PR #7544, opened 2025-03-10
Tsify drag wrapper and convert to functional component

zoran995:
### What this PR does

Part of #7519 

Rewrite the draggable functionality as a custom hook and reimplement the drag wrapper without `interactjs`. Also, remove interactjs from dependencies as it is no longer used and has a typing issue.

### Test me

Try dragging the feature info panel on the map

### Checklist


lib/ReactViews/DragWrapper.tsx
```diff
@@ -0,0 +1,67 @@
...
+        restriction: "parent",
+        endOnly: true,
+        elementRect: { left: 0, right: 1, top: 0, bottom: 1 }
+      }
+    });
+
+    const resizeListener = () => {
+      // Use the correct type for the drag event
+      const dragEvent = { name: "drag", axis: "xy" };
+      (interactable as any).reflow(dragEvent);
```
pjonsson: I can't find documentation for the version of interactjs that is currently used, but `reflow` in interactjs 1.10 returns a promise, should there be an await here?

package.json
```diff
@@ -112,7 +112,7 @@
     "i18next-browser-languagedetector": "^6.1.4",
     "i18next-http-backend": "^1.4.1",
     "inobounce": "^0.1.2",
-    "interactjs": "1.4.0-alpha.17",
+    "interactjs": "1.10.27",
```
pjonsson: Should there be a `^` on the version, or does the version of this need to be completely locked?

tsconfig.json
```diff
@@ -13,6 +13,7 @@
     "useDefineForClassFields": true, // required for mobx6 - https://mobx.js.org/installation.html#use-spec-compliant-transpilation-for-class-properties
     "outDir": "ts-out",
     "resolveJsonModule": true,
+    "skipLibCheck": true,
```
pjonsson: I'm guessing this is to avoid hitting the
```typescript
import * as Interact from '@interactjs/types/index'

export as namespace Interact
export = Interact
```
in `node_modules/@interactjs/types/typings.d.ts`.

Does there exist some declare-module magic in `lib/ThirdParty` that can avoid the mismatching module format, or whatever the problem with `export = Interact` is caused by?

zoran995: Don't think it is possible, I don't understand why are they generating that file manually instead of having it output by bundler. They changed the app output to esm but haven't updated that file

I have pinned the latest version that doesn't have that issue

pjonsson: With the previous revision of this PR, I added a `lib/ThirdParty/@interactjs/types/typings.d.ts`:
```typescript
declare module "@interactjs/types" {
   export * from '@interactjs/types/index';
}
```
and changed `tsconfig.json`:
```patch
diff --git a/tsconfig.json b/tsconfig.json
index f432dbee0..e68b5262d 100644
--- a/tsconfig.json
+++ b/tsconfig.json
@@ -13,7 +13,10 @@
     "useDefineForClassFields": true, // required for mobx6 - https://mobx.js.org/installation.html#use-spec-compliant-transpilation-for-class-properties
     "outDir": "ts-out",
     "resolveJsonModule": true,
-    "skipLibCheck": true,
+    "paths": {
+      "@interactjs/types": ["./lib/ThirdParty/@interactjs/types/typings.d.ts"],
+      "@interactjs/types/*": ["./node_modules/@interactjs/types/*"]
+    },
     "typeRoots": [
       "./lib/ThirdParty/",
       "./node_modules/",
```
and that makes `tsc -b` pass. Not sure if that is better or worse than pinning an older version.

zoran995: It could work, but paths are typically used in monorepos to connect the internal packages, and I wouldn't complicate the TypeScript configuration due to dependency issues. It would be easier to fork interactjs until they resolve it, but I will try a little more radical solution here and completely remove interactjs.

pjonsson: I put up a PR on interactjs that just switched the written file from UMD to ESM format; if he wants something else that gives him the opportunity to say so. And my PR failed the CI for unrelated reasons, so I put up a second PR that made the CI pass.

The interactjs author responded to some ticket about the documentation website being down a couple of days ago, so he's at least still semi-active.

lib/ReactViews/Drag/use-draggable.ts
na9da, line 1: nitpick: It might be good to stick to camel case file names `useDraggable.ts`

lib/ReactViews/Drag/use-draggable.ts
```diff
@@ -0,0 +1,210 @@
+import { useCallback, useEffect, useRef, useState } from "react";
+
+export const useDraggable = (options?: { handleSelector?: string }) => {
```
na9da: nitpick: Should we convert `options` and `handleSelector` to required? AFAICT  `isValidDragHandle` test will fail unless this is set?

na9da (changes requested):
@zoran995 - looks great and we have one less dependency!

One subtle difference I noticed is that in `main`, when hovering over the title, the mouse cursor will switch to `move`. Would it be possible to replicate that behaviour?

image

na9da:
Also, please update the PR description and CHANGES.md to say that the interact dependency was removed.

lib/ReactViews/Drag/use-draggable.ts
zoran995: if we don't specify handleSelector, it will allow the dragging of an entire element. In this case entire feature info panel would cause dragging effect

na9da (commented):
LGTM.

na9da (approved):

· · · · ·

Across the listing, count the lines that contain "typings". Nothing but the number should be returned.

• **Task solution**
3